What to work on =>
A verbatim copy of every record is needed.

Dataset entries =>
PR #601, opened 2018-03-12
Update retry policy - Closes #587

### LINKED ISSUE #587: Update API retry policy
### Description
Currently, on API retry
- if `randomizeNode` is set to true, if will retry until success.
- it doesn't check the status code when it retries.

Solution to this exercise =>
PR #601, opened 2018-03-12
Update retry policy - Closes #587

### LINKED ISSUE #587: Update API retry policy
### Description
Currently, on API retry
- if `randomizeNode` is set to true, if will retry until success.
- it doesn't check the status code when it retries.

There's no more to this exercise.